La fille ou le gars qui fait le paysan, il a intérêt à ce que ça pousse, vu qu'il a intallé tout le confort, et qu'il doit, maintenant, des sous à la banque, à sa famille ou à ses potes.
Alors, avant de devenir paysan(ne), il a bien préparé son coup, ça fait logtemps qu'il en rêve, il a pensé le truc, il va à l'école des légumes, il a le diplôme, il va à des réunions ici et là, fait des visites pour voir comment que c'est chez les autres, il est malin ou il croit croit qu'il est malin, en tout cas il le fait, le malin ! Il se rassure, on peut le comprendre.

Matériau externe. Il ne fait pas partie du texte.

PR #331, opened 2017-11-30
Fix validation of `--target-binary-version`

yuya-takeyama:
Currently, I can't specify `--target-binary-version` using semver range.

```
$ appcenter codepush release-react -a MyOrg/MyApp --deployment-name Staging --target-binary-version '1.2.x'
Error: Invalid binary version(s) for a release.
```

The document says strings `1.2.x` should be allowed.
https://docs.microsoft.com/en-us/appcenter/distribution/codepush/cli#target-binary-version-parameter

If the version is like `1.2.0`, it runs successfully.

I figured out the cause of the error and fixed it.
It's because of the usage of `semver` npm package.

```js
var semver = require('semver');

console.dir(semver.valid('1.2.0'));
// => '1.2.0

console.dir(semver.valid('1.2.x'));
// => null

console.dir(semver.validRange('1.2.0'));
// => '1.2.0

console.dir(semver.validRange('1.2.x'));
// => '>=1.2.0 <1.3.0'

console.dir(semver.validRange('1.2.invalid'));
// => null
```

### DIFF
--- a/src/commands/codepush/lib/validation-utils.ts
+++ b/src/commands/codepush/lib/validation-utils.ts
@@ -4,12 +4,12 @@ import { AppCenterClient, models, clientRequest } from "../../../util/apis";
 import { DefaultApp } from "../../../util/profile";
 
 // Check if the given string is a semver-compliant version number (e.g. '1.2.3')
+// (missing minor/patch values will be added on server side to pass semver.satisfies check)
 export function isValidVersion(version: string): boolean {
-  return !!semver.valid(version);
+  return !!semver.valid(version) || /^\d+\.\d+$/.test(version) || /^\d+$/.test(version);
 }
 
 // Allow plain integer versions (as well as '1.0' values) for now, e.g. '1' is valid here and we assume that it is equal to '1.0.0'. 
-// (missing minor/patch values will be added on server side to pass semver.satisfies check)
 export function isValidRange(semverRange: string): boolean {
   return !!semver.validRange(semverRange);
 }
--- a/src/commands/codepush/lib/validation-utils.ts
+++ b/src/commands/codepush/lib/validation-utils.ts
@@ -3,9 +3,15 @@ import * as semver from "semver";
 import { AppCenterClient, models, clientRequest } from "../../../util/apis";
 import { DefaultApp } from "../../../util/profile";
 
+// Check if the given string is a semver-compliant version number (e.g. '1.2.3')
+// Ranges (e.g. '1.2.x', '>= 1.2.0' etc) are not allowed
+export function isValidVersion(version: string): boolean {
+  return !!semver.valid(version);
+}
+
 // Allow plain integer versions (as well as '1.0' values) for now, e.g. '1' is valid here and we assume that it is equal to '1.0.0'. 
 // (missing minor/patch values will be added on server side to pass semver.satisfies check)
-export function isValidVersion(semverRange: string): boolean {
+export function isValidRange(semverRange: string): boolean {
   return !!semver.validRange(semverRange) || /^\d+\.\d+$/.test(semverRange) || /^\d+$/.test(semverRange);
 }
 
--- a/src/commands/codepush/lib/validation-utils.ts
+++ b/src/commands/codepush/lib/validation-utils.ts
@@ -6,7 +6,7 @@ import { DefaultApp } from "../../../util/profile";
 // Allow plain integer versions (as well as '1.0' values) for now, e.g. '1' is valid here and we assume that it is equal to '1.0.0'. 
 // (missing minor/patch values will be added on server side to pass semver.satisfies check)
 export function isValidVersion(semverRange: string): boolean {
-  return !!semver.valid(semverRange) || /^\d+\.\d+$/.test(semverRange) || /^\d+$/.test(semverRange);
+  return !!semver.validRange(semverRange) || /^\d+\.\d+$/.test(semverRange) || /^\d+$/.test(semverRange);
 }
 
 export function isValidRollout(rollout: number): boolean {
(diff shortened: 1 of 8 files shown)


max-mironov:
Hey @yuya-takeyama thanks so much for contribution!

You are correct in your assumptions however I believe we need to consider several more things here:

a) I think we can rename (or add new func `isValidRange`, see other comments below) `isValidVersion` to `isValidRange` function

b) We can remove for `isValidRange` the following:
```
/^\d+\.\d+$/.test(semverRange) || /^\d+$/.test(semverRange)
```
because e.g. `semver.validRange('1')` will also handle this cases 

c) But we need to check these conditions when extracting appversion from plist/gradle file. 
So this way we need one more utility function e.g. `isValidVersion` in this case in `validation-utils`. So it will look exactly like it is now. 

Will use this function in all occurrences for https://github.com/Microsoft/appcenter-cli/blob/master/src/commands/codepush/lib/react-native-utils.ts#L22 e.g. like this one: 
https://github.com/Microsoft/appcenter-cli/blob/master/src/commands/codepush/lib/react-native-utils.ts#L74

Please let me know what do you think about it and if you have any questions/need any clarifications.

We appreciate if you push this changes by yourself but just let us know if you need any assistance from our side and we can apply additional changes on our side.

yuya-takeyama:
@max-mironov 
Totally agreed!
Let me do that by myself.

yuya-takeyama:
@max-mironov 
Addressed!

BTW, is this condition correct?
Why not just `else`?
https://github.com/yuya-takeyama/appcenter-cli/blob/d3b435344a03fb7732e737245613723bc2325aac/src/commands/codepush/lib/react-native-utils.ts#L132-L137

src/commands/codepush/lib/validation-utils.ts
```diff
@@ -3,10 +3,15 @@ import * as semver from "semver";
 import { AppCenterClient, models, clientRequest } from "../../../util/apis";
 import { DefaultApp } from "../../../util/profile";
 
+// Check if the given string is a semver-compliant version number (e.g. '1.2.3')
+export function isValidVersion(version: string): boolean {
+  return !!semver.valid(version);
```
max-mironov: We should also validate for `/^\d+\.\d+$/.test(semverRange) || /^\d+$/.test(semverRange)` due to we also allow integer numbers lile 1.0, 1 etc...
also we need to move comment from `/^\d+\.\d+$/.test(semverRange) || /^\d+$/.test(semverRange)` about plain integer version number usage here

max-mironov:
@yuya-takeyama for the condition - seems that error message from `else`
```
The "android.defaultConfig.versionName" property in the "${buildGradlePath}" file needs to specify a valid semver string, containing both a major and minor version (e.g. 1.3.2, 1.1).`
``` 
is not relevant now.
I believe we should remove it at all, as currently plain integer numbers are allowed.

src/commands/codepush/lib/validation-utils.ts
yuya-takeyama: Thanks, addressed!
https://github.com/Microsoft/appcenter-cli/pull/331/commits/b76a0af672a851edf70f8ad9e1b7891cf6be7b1f

yuya-takeyama:
@max-mironov 
So now, should it be like below?:

```ts
        if (isValidVersion(appVersion)) {
          if (!/^\d.*/.test(appVersion))
						// The versionName property isn't a valid semver string,
						// but it starts with a number, and therefore, it can't
						// be a valid Gradle property reference.
						throw new Error(`The "android.defaultConfig.versionName" property in the "${buildGradlePath}" file needs to specify a valid semver string, containing both a major and minor version (e.g. 1.3.2, 1.1).`);
          }

          // The versionName property is a valid semver string,
          // so we can safely use that and move on.
          out.text(`Using the target binary version value "${appVersion}" from "${buildGradlePath}".\n`);
          return appVersion;
        }
```

Sorry, I still didn't get the expected return-value of the method (`getReactNativeProjectAppVersion`).

Or is it better to have another specific-method for checking semver strictly?

```ts
export function isStrictlyValidVersion(version: string): boolean {
  return !!semver.valid(version);
}

export function isValidVersion(version: string): boolean {
  return !!semver.valid(version) || /^\d+\.\d+$/.test(version) || /^\d+$/.test(version);
}
```

max-mironov:
@yuya-takeyama well, I'd rather to remove this check at all as we can pass integer number, so it would be like this:
```
...
let appVersion: string = versionName.replace(/"/g, "").trim();

        if (isValidVersion(appVersion)) {
          // The versionName property is a valid semver string,
          // so we can safely use that and move on.
          out.text(`Using the target binary version value "${appVersion}" from "${buildGradlePath}".\n`);
          return appVersion;
        } 
        // The version property isn't a valid semver string
        // so we assume it is a reference to a property variable.
        const propertyName = appVersion.replace("project.", "");
        const propertiesFileName = "gradle.properties";
...
```

yuya-takeyama:
@max-mironov 
From the error message:

>a valid semver string, containing both a major and minor version (e.g. 1.3.2, 1.1).

It seems like versions lacking `minor version` (like `1`) should not be allowed.
But `isValidVersion` allows it.
Is that correct?

max-mironov:
@yuya-takeyama 
It was previously but later we've added support for plain integer numbers. Please see this PR for details: https://github.com/Microsoft/code-push/pull/429
So for now it is ok to use it and seems that error message is outdated and not relevant now.

yuya-takeyama:
@max-mironov 
Thanks, I got your intention now!
Addressed: https://github.com/Microsoft/appcenter-cli/pull/331/commits/20b2da21c54e775f1840559704e833ef6929f4c6

max-mironov:
@yuya-takeyama 
Thank you so much for your input and attention to details, appreciate it!

christav:
@max-mironov Are you ok with the state of this PR now? Should it be merged or should I hold off?

sergey-akhalkov:
Hey @christav, both me and Max think that we are good with this PR, please feel free to merge.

Dans ses rêves, les légumes sont heureux, il les a choisi assez costauds pour suporter le stress d'un coup de chaud, d'une mauvaise pluie, il les imagine redevenus presque sauvages, rivalisant de vitalité avec les herbes que certains nomment "mauvaises", se gavant d'une nourriture abondante et équilibrée, abritant coccinelles, distillant polens et nectares.
Quand il vient de la ville, notre pazencorpaysan(ne) cherche ce lopin de terre qui accueillera tout ça. Il va à droite (c'est de ce côté dominant que le vent souffle dans les campagnes), un peu à gauche, en Suisse partager une semaine chez les écovillageois(ses) du Clos du Doubs (il rêve communautaire), dans la Drôme quelques jours pour voir si quelque chose est possible, il téléphone, il mail avec le Cantal et les Alpes de Haute-Provence, il visite le 44, le 60, le 02... Il s'inscrit sur les répertoires à l'installation, il passe des annonces, il répond à d'autres.

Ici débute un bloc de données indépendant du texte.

PR #339, opened 2017-12-08
Update login text

jngli:


src/commands/login.ts
```diff
@@ -103,7 +103,7 @@ export default class LoginCommand extends Command {
   private async doInteractiveLogin(): Promise<TokenValueType> {
     const loginUrl = environments(this.environmentName).loginEndpoint + "?" + qs.stringify({ hostname: os.hostname()});
 
-    out.text(`Opening browser to log in. If the browser does not open, please go to ${loginUrl}, log in, and enter the code returned.`);
+    out.text(`Opening your browser... \n? Visit ${loginUrl} and enter the code:`);
```
ruslan-bikkinin: I believe there should be [os.EOL](https://nodejs.org/api/os.html#os_os_eol) used instead of plain `\n`.

PR #342, opened 2017-12-11
Feature/validate token on create client

owenniblock:
### Motivation
Currently if the wrong --token is sent - the system doesn't flag this up until the first API call. This PR is to check an API call sooner and return a helpful error message.

### Disclaimer
I'm relatively new to TypeScript - please let me know if I've done anything incorrect here. I've had to:
1. Convert a load of stuff to async so we can access the API.
2. Introduce some constructor injection to pass through a stubbed `tokenValidator` so tests still pass.

I'm creating this PR early for discussion so please let me know if anything needs to change for acceptance.

### DIFF
--- a/src/commands/login.ts
+++ b/src/commands/login.ts
@@ -89,7 +89,7 @@ export default class LoginCommand extends Command {
     }
 
     const endpoint = environments(this.environmentName).endpoint;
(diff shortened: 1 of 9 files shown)


jngli:
Closed this one according to the discussion in #344

PR #344, opened 2017-12-12
Fix/bad error on 401

owenniblock:
### Motivation
Currently 401 errors are badly reported by the system.

### Solution
This PoC throws a better error when the first operation on the run test process fails and then reports that error to the user.

If we decide to go with this method - we need to:
1. Refactor the error catching code used whenever the API service is called (so that a consistent approach to 401s can be applied.
2. Update all areas of code where the API service call is used to use this new function.


owenniblock:
No objection at all. I've refactored the error handling code a little so you can see where I'm headed with that. If it looks OK I'll apply it to the other places where the API is called so I can check for edge cases.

Il court, il court la campagne le pazencorpaysan ! Il est passé par ici et li repassera par là ! Il court !
Un jour il croit trouver, le lendemain il sait que ça ne sera pas là, il s'obstine, il est tenace. Un autre jour, il répond à une annonce parmi tant d'autres et, cette fois, une rencontre, un début d'histoire, un espoir pointe sur l'horizon gris et pluvieux de l'hiver.
Mais il y en a du chemin à parcourir, séduire, convaincre, attendre. La terre se fait désirer, mais ce n'est pas tout, car ce pazencorecitadin, il veut de l'humain, partager, contribuer. Il vient parcequ'une lumière s'est allumée quelque part où il y a des gens qui cherchent, eux aussi, à partager. Cette partie de l'histoire, c'est presque aussi compliqué que celle des légumes et de tous leurs besoins, ça prend le temps qu'il faut.

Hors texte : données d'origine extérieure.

PR #409, opened 2018-03-19
pass option all the way to the backend

john7doe:
Fix fixture chunking: The option is now included when starting the test run.

### DIFF
--- a/src/commands/test/run/uitest.ts
+++ b/src/commands/test/run/uitest.ts
@@ -71,12 +71,10 @@ export default class RunUITestsCommand extends RunTestsCommand {
 
   @help(Messages.TestCloud.Arguments.TestChunk)
   @longName("test-chunk")
-  @hasArg
   testChunk: boolean;
 
   @help(Messages.TestCloud.Arguments.FixtureChunk)
   @longName("fixture-chunk")
-  @hasArg
   fixtureChunk: boolean;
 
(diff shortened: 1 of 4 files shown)


amchew:
Hi @john7doe , thanks for submitting the PR ! We've set up a [process](https://msmobilecenter.visualstudio.com/Mobile-Center/_wiki/wikis/Mobile-Center.wiki?wikiVersion=GBwikiMaster&pagePath=%2FCustomer%20Service%20and%20Support%2FGitHub%20Support%20Process%2FSDK%20and%20CLI%20Repositories%2FContributions%20to%20a%20repository) on how to contribute to the CLI repo, and now, PR submitters should include a description of the change they would like to include in the changelog. Each time a PR is merged and the next version of the CLI is released, the first paragraph in the PR description will be copied into the changelog. Could you include a description of the change in the PR description?

src/commands/test/run/uitest.ts
```diff
@@ -116,6 +118,15 @@ export default class RunUITestsCommand extends RunTestsCommand {
     return preparer.prepare();
   }
 
+  protected getParametersFromOptions() : {} {
```
owenniblock: I think that on the prepare - the necessary `chunker` stuff will be handled by shelling out to the `test-cloud.exe` - but wanted to double check that this was the case.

Alors si tout va comme ça doit aller, il posera ses valises et sortira son sac de graines, retroussera ses manches et crahera dans ses mains (c'est pas que du folklore, assayez de travailler à la bêche avec les mains sèches... )
Il lui en faudra des saisons pour ressentir les mystère de cette terre promise, comprendre où il est, comment ça marche, faire profil bas en oubliant ce qu'il croyait savoir.
I have a dream, un jour les légumes pousseront !
En attendant il fait le beau (il fait aussi le bio) en racontant des histoires, des histoires qui racontent comment, un jour, on rêve (on peut aussi rêver la nuit), un jour on se dit pouquoi pas (la nuit ça réveille tout le monde), un jour on se lève en disant : "On y va !" et l'echo de répondre : "Let's go !"
(L'écho, c'est l'alter écho, vous l'aviez tous compris !)
jeudi 17 juillet 2008
Terre à terre
En accompagnement de la conférence de Claude Bourguignon mise en ligne hier sur le blog, et pour celles et ceux que cela intéresse, voici 2 documents.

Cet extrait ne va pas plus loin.